Der Leseeindruck von Monotonie und Eintönigkeit entsteht verhältnismäßig schnell.

Beim Lesen muss sich zwangsläufig Verwirrung einstellen, da nicht klar ist, wer das Geschehen eigentlich beschreibt. Folgt man dem Kameraauge, dann impliziert sich zwangsläufig das Gefühl, man blicke aus den Augen des Ehemannes heraus auf die Szenerie, so dass sich der logische Schluss aufdrängt: der Ehemann ist die Kamera und nimmt die einzelnen Szenen auf. Da man sich mit ihm nun durch die Räume des Hauses und der Plantage bewegt, nimmt man auch an seinen Aktivitäten teil. Die Art seiner Beobachtungen in ihrer Monotonie und die Art und Weise der Betrachtung, vermitteln seinen Bewusstseinszustand. Er ist eifersüchtig.

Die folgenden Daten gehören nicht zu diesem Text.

PR #4297, opened 2023-12-23
autoconf: Add autoconf 2.72

lazka:
All the removed patches (compared to 2.71) are included in this new release

### DIFF
--- a/autoconf2.72/PKGBUILD
+++ b/autoconf2.72/PKGBUILD
@@ -1,0 +1,64 @@
+# Maintainer: Christoph Reiter <reiter.christoph@gmail.com>
+
+_realname=autoconf
+pkgname=${_realname}2.72
+pkgver=2.72
+pkgrel=1
+pkgdesc="A GNU tool for automatically configuring source code"
+arch=('any')
+license=('spdx:GPL-2.0-or-later' 'spdx:GPL-3.0-or-later' 'spdx:Autoconf-exception-3.0')
+url="https://www.gnu.org/software/autoconf"
+depends=('awk' 'm4' 'diffutils' 'bash' 'perl' 'sed')
+makedepends=('make')
+source=(https://ftp.gnu.org/pub/gnu/${_realname}/${_realname}-${pkgver}.tar.xz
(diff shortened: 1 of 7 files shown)


autoconf2.72/PKGBUILD
```diff
@@ -0,0 +1,66 @@
...
+  # license exception
+  install -Dm644 ${_realname}-${pkgver}/COPYING.EXCEPTION \
+    $pkgdir/usr/share/licenses/autoconf${pkgver}/COPYING.EXCEPTION
+
+  find ${pkgdir}/usr/share
+
+  # conflict with bintuils
+  rm -f ${pkgdir}/usr/share/info/standards.info
+  # conflicts with autoconf
+  rm -rf ${pkgdir}/usr/share/{emacs,info}
```
MehdiChinoune, line 65: Those lines are not needed
binutils doesn't have that file. and there is no package named autoconf.
Beside that they are suffixed there is no way they conflict with any other package.

lazka: we have three other autoconf packages. Do you mean we should have this files only in the newest version?

MehdiChinoune: Sorry, I was talking about man files which were not removed.
We could move those files for the latest autoconf. Yes that's my idea. No other package have them so why remove them.

lazka: fair enough, done

jannick0:
... and function CHECK runs through smoothly.

MehdiChinoune:
> ... and function CHECK runs through cleanly (without GO and FORTRAN being installed).

Are you asking or reporting?

jannick0:
> > ... and function CHECK runs through cleanly (without GO and FORTRAN being installed).
> 
> Are you asking or reporting?

That was an assertion, of course. :) 

A more general remark: What would be great is to make sure - for fundamental packages like `autoconf` as a minimum - that the package test suite runs through cleanly or with well-known failures not important on the platform.  

Updating packages is important, of course, which might be automatized somehow.  However a clean build is only the first step for generating a working package, but does not reduce the risk of bugs or failures as running the package test suite if available and monitoring the test results. 

See for a package not working for a couple of versions now: #4311.

PR #4321, opened 2024-01-01
add picotool package

thewh1teagle:
Add picotool package from 
https://github.com/raspberrypi/picotool
Inspired by picotool arch Linux package.

Statically linked libraries so users can use it outside msys too.
Final binary size is ~1.32MB

### DIFF
--- a/picotool/PKGBUILD
+++ b/picotool/PKGBUILD
@@ -1,0 +1,54 @@
+# Maintainer: Thewh1teagle
+
+_realname=picotool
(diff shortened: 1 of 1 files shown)


Biswa96:
I apologize for any inconvenience, but it appears that the pull request has been created in the incorrect repository. Additionally, the package recipe seems to be totally incorrect as well. Would it be possible for me to suggest adding the package to the mingw-packages repository?

thewh1teagle:
Sorry, you can delete this PR. thanks for help!

PR #4342, opened 2024-01-12
gsl: new package

orgads:


orgads:
Not everything can be built for MinGW. Specifically, sipp is not Windows compatible, and it has an optional dependency on gsl.

MehdiChinoune:
> Not everything can be built for MinGW. Specifically, sipp is not Windows compatible, and it has an optional dependency on gsl.

If you want sipp package then append this with it. I mean sipp with all of its dependencies in one PR.
Maintainers will take a look and see if It deserves to be accepted.

orgads:
ping? If you dislike it, I'll close it. Just don't leave it hanging here.

PR #4383, opened 2024-01-30
binutils: Update to 2.42

lazka:
* Remove backport which is included in the new release
* 0100-binutils-2.37-msys2.patch: simple refresh


piotrvv:
Binutils causes compilation error in package "msys2-runtime". DO NOT INSTALL

ognevny:
> Binutils causes compilation error in package "msys2-runtime". DO NOT INSTALL

open an issue about it

PR #5677, opened 2025-09-28
fish: update to 4.1.0

Berrysoft:
* Remove all patches because v4.1.0 includes them.
* Remove dep on gettext because fish doesn't need it now.


ognevny:
gettext tools seem to be still required

> While we no longer have any runtime dependency on gettext, we still need gettext tools for building, most notably msgfmt. When building without msgfmt available, localization will not work with the resulting executable

Berrysoft:
Oh, yes. My fault.

Berrysoft:
I have created a PR #5679 to fix it.

I also checked the package from CI of this PR. It seems that the localization feature is enabled. `gettext` might have been pulled in by other packages in CI, I think.

ognevny:
> I also checked the package from CI of this PR. It seems that the localization feature is enabled. `gettext` might have been pulled in by other packages in CI, I think.

it's better when explicitly put on the list

PR #5750, opened 2025-10-28
rust: update to 1.91.0

ognevny:
remove backports


ognevny:
it doesn't fail locally, huh

ognevny:
I got this OS error when tried to run tests

jeremyd2019:
try changing the build-dir (maybe remove the `-2` or increment it or something like that).  The image base is based on a hash of the linker's output filename.

PR #5751, opened 2025-10-28
python: add a limited API library

lazka:
Similar to what we do for the native Python create a python3 dll
which just forwards the imports of the limited API subset to
the versioned DLL.

Extend the tool which generates the DLL code for Windows with a
cygwin variant, since we have to update the list on every major
Python release.

### DIFF
--- a/python-cryptography/PKGBUILD
+++ b/python-cryptography/PKGBUILD
@@ -3,7 +3,7 @@
 _realname=cryptography
 pkgname=python-cryptography
 pkgver=46.0.3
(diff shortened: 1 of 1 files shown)


lazka:
I'll have to reach out to cygwin upstream If they want to provide this as well, since this affects how we need to patch python build tools which default to the limited api.

edit: though they can just remove `features = ["abi3"]` from the package they build if wanted. That also fixes the wheel tag which would otherwise point to abi3, while actually not using abi3.

PR #5756, opened 2025-10-29
maturin/python-cryptography: more fixes

lazka:
so we can build cryptography without any hacks


ognevny:
will all these patches be upstreamed?

lazka:
yes, I plan to

PR #5763, opened 2025-11-02
pacman: add RUST_CHOST to makepkg*.conf

### LINKED ISSUE #5762: [pacman] suggestion: introduce RUST_CHOST variable
this could be useful for packages using rustup to build (e.g. cargo-msrv), because it can't print the actual host of our compiler by default (it will be `${CARCH}-pc-windows-msvc`). so putting this variable along with `CHOST` will make scripts cleaner so we don't have to do if branches...

ognevny:
fixes #5762

### DIFF
--- a/pacman/PKGBUILD
+++ b/pacman/PKGBUILD
@@ -4,7 +4,7 @@
 
 pkgname=pacman
 pkgver=6.1.0
-pkgrel=19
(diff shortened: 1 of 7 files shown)


ognevny:
@lazka that should be enough for me now I guess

Durch diese Eifersucht erklären sich sein Zustand der Lähmung und somit auch der Eindruck der Monotonie für den Rezipienten beim Lesen des Romans.

Die Kameratechnik mit der „Jalousie“ als Blende, die die Wahrnehmungen des Ehemanns zeigt, vermittelt ergo den Eindruck der Eifersucht; die „jalousie“ (Kameratechnik) kreiert die „jalousie“ (Eifersucht).

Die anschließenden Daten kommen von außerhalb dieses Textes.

PR #5786, opened 2025-11-11
maturin: update to 1.10.1

ognevny:
remove backport; packages are updated upstream

*0003-allow-msys-too.patch is a great name: it can be both "too" and "2"*


ognevny:
full and rustls features now work here...

lazka (approved):

PR #5820, opened 2025-11-25
corutils, inetutils: Move hostname

oech3:
Be same with Arch Linux and most distributions.


oech3:
`error: unknown type name 'wint_t'`

PR #5828, opened 2025-11-26
ansible: Update to 13.0.0

lazka:


striezel (approved):
According to the release announcement at https://forum.ansible.com/t/release-announcement-ansible-community-package-13-0-0/44866 ...

> Ansible 13.0.0 depends on ansible-core 2.20.0

... the ansible-core should also be updated. We currently don't have any older ansible-core version in the repo anyway, but let's make sure that everyone updating to ansible 13 gets the proper ansible-core version, too.

lazka:
We don't support partial upgrades, but yeah, can't hurt.

PR #5833, opened 2025-11-28
bash: Update to 5.3.008

lazka:
* Remove all hunks which are included upstream now.
* Remove the hunk for the !BUFFERED_INPUT case, that code path/macro
  has been dropped upstream completely.
* Some minor refresh for the "set_minus_o_option" hunk
* Add "int" to "extern igncr;" due to stricter compiler checks

---

Here is the upstream commit for reference: https://cgit.git.savannah.gnu.org/cgit/bash.git/commit/?id=b8c60bc9ca365f8261fa97900b6fa939f6ebc303


striezel:
Good to see that somebody finally put in the work to get Bash 5.3 to MSYS2. :+1:

PR #5883, opened 2025-12-19
uutils-coreutils: make as a replacement of GNU coreutils

ognevny:
with unix progs added we can finally make this package as a compatible alternative to GNU coreutils

- better reproducibility (properly update deps)
- separate install for more, kill and uptime

cc @oech3

### DIFF
--- a/uutils-coreutils/.gitignore
+++ b/uutils-coreutils/.gitignore
@@ -1,0 +1,3 @@
+/nix
+/ioctl.patch
+/uu-cygwin.patch
--- a/uutils-coreutils/PKGBUILD
+++ b/uutils-coreutils/PKGBUILD
@@ -4,7 +4,7 @@
 _realname=coreutils
 pkgname="uutils-${_realname}"
 pkgver=0.5.0
-pkgrel=2
+pkgrel=3
 pkgdesc="Cross-platform Rust rewrite of the GNU coreutils"
 arch=('any')
 url='https://github.com/uutils/coreutils'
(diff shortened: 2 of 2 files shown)


oech3:
If we used `MULTICALL=y` at pkgbase, `coreutils` binary would be wrong.

oech3:
Oh, we had `uu-`.

ognevny:
> Oh, we had `uu-`.

yes, conflicting binaries have prefixes, so there are coreutils and uu-coreutils

ognevny:
there can be a separate package for conflicting trio

oech3:
Also I don't think ~`kill more uptime`~ `more` has cygpath issue. So we might just delete it.
(No `kill uptime` Windows support yet)

oech3:
`uutils-coreutils-extra` with individual `kill more uptime` binaries?

ognevny:
> `uutils-coreutils-extra` with individual `kill more uptime` binaries?

in our case these utils are not part of 'coreutils', so may be confusing

oech3:
Hmm... Everything in 1 package look OK. It would not be 100 MB+ even 3 utils are individual...

oech3:
I previously opened https://github.com/uutils/coreutils/issues/8975

MehdiChinoune:
As a first step make it a choice for the user by marking it as `conflicts`/`provides` but not `replaces` until making sure it is truly compatible with coreutils on Windows.

ognevny:
> As a first step make it a choice for the user by marking it as `conflicts`/`provides` but not `replaces` until making sure it is truly compatible with coreutils on Windows.

there is no `replaces` here

oech3:
Well... there is a usecase to install this package without replacing system coreutils. But I don't like to build same utils twice to provide both of drop-in and non-drop-in.

ognevny:
> Well... there is a usecase to install this package without replacing system coreutils. But I don't like to build same utils twice to provide both of drop-in and non-drop-in.

probably we don't understand each other... I mean that we make this package as an option of "different" coreutils, but not replacing totally (like in recent Ubuntu version). anyway it will be "hidden" (meaning not shown by pacman when you type `pacman -S coreutils`)

oech3:
I'm aware of this has near property with `zlib-ng-compat`. But someone might still hope installing both of GNU and uutils (with uu-)

ognevny:
> `zlib-ng-compat`. But someone might still hope installing both of GNU and uutils (with uu-)

that fits MINGW-packages more, I guess

oech3:
(I made `AUR/uutils-coreutils-git` drop-in only btw...)

ognevny:
I decided that it's better to provide `more`, `kill` and `uptime` when they become a part of larger packages. also let's try to change build dir to address base image issue in autobuild...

Die Arbeit soll die Verbindung herstellen, den Ehemann zu beleuchten und ihn als Betrachter der Szenerie darzustellen, zugleich aber auch seine Verhaltensweisen aufzudecken und einzuordnen. Es wird erläutert, warum der Ehemann als „abwesendes Ich“ die Erzählinstanz ist, und mit der gedachten Kamera gleichzusetzen ist.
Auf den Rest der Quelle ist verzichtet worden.